A terrifying tale of teen tragedy, Betsy. I’m guessing you weren’t much down on sex and rock ‘n’ roll, but for the other part of the triumvirate I sometimes wonder how any of us made it through. My personal mantra: nothing under the skin. I guess it worked. Here I am.
And we are SO glad you are still here, Charlie. Your voice and stories add so much depth and texture to this endeavor. I definitely enjoyed rock ‘n’ roll, waited until I was 18 for sex (no statutory rape stuff for me), but drugs always scared me. I wanted to be in control of my wits.
John S, you are so right that a couple of years can make a big difference. In 1967 we experienced the race riots in Detroit, and while Betsy you might have been at camp during that, it was terrifying and at age 15, I think it altered whatever inclination I might have had to demonstrate in the following years.
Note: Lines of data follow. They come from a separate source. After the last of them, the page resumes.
PR #106, opened 2025-10-08
patch(DPE-8495): Enable Transparent Huge Pages if available

Gu1nness:
## 🏷 Type of changes

- [ ] Documentation Update
- [ ] Tooling and CI changes

## 📝 Description

MongoDB 8 strongly recommends enabling THP to have the best performances.
This enables it if available.

## 📑 Motivation and Context

Prepare to provide the best support for MongoDB 8 as a preparation of stable.

Manual testing + updated unit tests.

## ✅ Checklist


single_kernel_mongo/templates/enable-transparent-huge-pages.service.j2
```diff
@@ -0,0 +1,12 @@
+[Unit]
+Description=Enable Transparent Hugepages (THP)
+DefaultDependencies=no
+After=sysinit.target local-fs.target
+Before={{service_file}}
+
+[Service]
+Type=oneshot
+ExecStart=/bin/sh -c 'echo always | tee /sys/kernel/mm/transparent_hugepage/enabled > /dev/null && echo defer+madvise | tee /sys/kernel/mm/transparent_hugepage/defrag > /dev/null && echo 0 | tee /sys/kernel/mm/transparent_hugepage/khugepaged/max_ptes_none > /dev/null && echo 1 | tee /proc/sys/vm/overcommit_memory > /dev/null'
```
Mehdi-Bendriss: A few points:
1. could you apply `/proc/sys/vm/overcommit_memory` through sysctl directly? (and handle failure if any in the likes of LXD) - I'd like to keep the service file to the strict minimum
2. could you break down the the `ExecStart` into multiple `ExecStartPre` commands for readability?
3. It may make sense to add the `-` character after the equal to tolerate failures in case they don't apply, think LXD ?

Mehdi-Bendriss (commented):
Thanks Neha! Looks good! I have a comment on the service file

single_kernel_mongo/templates/enable-transparent-huge-pages.service.j2
Gu1nness: 1. I think it makes sense to keep all of it in a single file so that all operations happens in only one logical unit (otherwise it means 2 places to clean up every time, etc).
2. Sure
3. We already catch the error on startup and disable the service if it fails, do you think we should do more ?

Mehdi-Bendriss: For 1, the problem is that we alreadyapply sysctl using the sysctl charm lib for the `vm.max_map_count`: https://github.com/canonical/mongo-single-kernel-library/blob/174b9c80f44fd576d5646db7cb1b156c207ae91e/single_kernel_mongo/managers/mongodb_operator.py#L849

Gu1nness: Ok

Mehdi-Bendriss (approved):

Yes, Patti, I was at camp, but did hear about the riots and was worried sick about my parents, only a few miles outside Detroit, as our information was sketchy. I was one of the few people who actually saw the movie “Detroit” last summer, just to learn about what happened. It sickened me…racist, sadistic cop who was out of control (but in control of his fellow officers) while the National Guard stood by and said “not my job” to interfere. Then, of course, years later, when the racist murderers were put on trial, their fellow officers all lied to protect one another and everyone got off. Infuriating.